Hands-on with Python to crawl data without blocking numbers
Recently a lot of old iron asked me how to use Python to get website data, the result of their own written crawler run two days will be blocked IP. this thing I three years ago also planted a heel, and later found a magic tool - proxy IP. today to take their own home with theipipgoService as a chestnut to show you how to play this routine.
Why doesn't your crawler live more than three days?

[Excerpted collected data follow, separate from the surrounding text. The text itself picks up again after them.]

PR #1100, opened 2016-12-08
Fix r2-4195: Handle double slash in splash pattern

mewtaylor:
This fixes https://github.com/LLK/scratchr2/issues/4195 by updating the regex to catch two slashes. I decided to intentionally not catch more than 2 – it’ll 404 on 3 or more, which seems appropriate.

We could also redirect on 2 slashes to the homepage, but this seemed just as well.

### DIFF
--- a/src/routes.json
+++ b/src/routes.json
@@ -1,10 +1,16 @@
 [
     {
         "name": "splash",
-        "pattern": "^/{1,2}?$",
+        "pattern": "^/?$",
         "routeAlias": "/?$",
         "view": "splash/splash",
         "title": "Imagine, Program, Share"
+    },
+    {
+        "name": "splash-redirect",
+        "pattern": "^//?$",
+        "routeAlias": "/?$",
+        "redirect": "/"
     },
     {
         "name": "about",
--- a/src/routes.json
+++ b/src/routes.json
@@ -1,7 +1,7 @@
 [
     {
         "name": "splash",
-        "pattern": "^/?$",
+        "pattern": "^/{1,2}?$",
         "routeAlias": "/?$",
         "view": "splash/splash",
         "title": "Imagine, Program, Share"
--- a/src/routes.json
+++ b/src/routes.json
@@ -8,7 +8,7 @@
     },
     {
         "name": "splash-redirect",
-        "pattern": "^//?$",
+        "pattern": "^///?$",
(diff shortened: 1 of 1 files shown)


rschamp:
What do you think about leaving this simple and just removing the endpoint so it 404s instead?

mewtaylor:
I personally like the idea of handling just the double slash – it's a mistake that happens, and that other sites handle for you that i've seen.

rschamp:
If we're going to support it, I think I would rather have `^//+` redirect to `/` than resolving to the homepage, since ideally you only have one URL per page. (At one point Google would dock you for multiple URLs for the same content, but I'm not sure if that is still true.)  Eventually maybe we should add a couple of generic redirect rules
* `^//+(.+)$` to `/\1`
* `^(/.+)//+$` to `\1/`

mewtaylor:
I had it as a redirect before, but was trying to keep the rules simplified – I have no strong preference for keeping it as is if you'd rather see it as its own redirect rule.

rschamp:
In addition to the functional difference, I think I would actually prefer the redirect for simplicity's sake, since then the route pattern is easier to read.

mewtaylor:
Same as in the PR details – I kind of felt that anything more than two slashes should 404.

src/routes.json
```diff
@@ -7,6 +7,12 @@
         "title": "Imagine, Program, Share"
     },
     {
+        "name": "splash-redirect",
+        "pattern": "^//?$",
```
rschamp: Actually this is gonna cause an infinite redirect. It should be `^///?$` in that case.

chrisgarrity:
Testing on El Capitan, Chrome 54, Safari 10.0.1, Firefox 45.5:
* https://scratch.ly// - gets 404, not home page
* https://scratch.ly/// - also gets 404 - as expected

jwzimmer:
@mewtaylor has fixed this, I just checked it & discussed it with him, 3 slashes no longer 404s but anything more than 3 will.

Chrome 55, Mac OS El Capitan, Staging & IE 11 on Win 7 VM, Staging
- 3 slashes redirects to homepage
- 2 slashes redirects to homepage
- 1 slashes redirects to homepage
- 0 slashes redirects to homepage
- 4 slashes 404s
- Random numbers higher than 4, 404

The site is not a fool, the people anti-creeper mainly look at these three indicators:Frequency of visits, request characteristics, IP tracesThe IP of the crawler is the most important thing. Especially the IP this cant, ordinary crawlers with a fixed IP crazy request, just like the same person every minute in the supermarket checkout 50 times, the security guards do not catch you catch who?
Typical code examples
import requests
for page in range(1,100): url = f'{page}'.
url = f'https://xxx.com/list?page={page}'
r = requests.get(url) swipe with the same ip
The right way to open a proxy IP
Recommended hereipipgos dynamic residential proxy, their IP pool is so ridiculously large (reportedly 90 million +) that the site can't tell if it's a real person or a machine every time a request is made for a different live user IP.
What a reliable crawler should look like
import requests
from random import choice
proxies_pool = [
'112.85.130.93:3328',
'120.33.240.211:1188', ...
... This is where the proxies provided by ipipgo are located.
]
url = 'https://目标网站.com'
headers = {'User-Agent': 'Mozilla/5.0'}
for _ in range(10): proxy = {'http': choice(proxies_pool)}
proxy = {'http': choice(proxies_pool)}
response = requests.get(url, headers=headers, proxies=proxy)
print(response.text[:200]) print the first 200 characters to confirm success
Five anti-blocking shenanigans
1. IP Rotation Rhythm: Don't be stupid and change IPs every request, switch at random intervals like real people do. For example, visit 3-8 times to change one, in the middle of a random wait 1-3 seconds!
2. Request headers should be realistic: Remember to bring the common browser UA, don't use Python's default requests header!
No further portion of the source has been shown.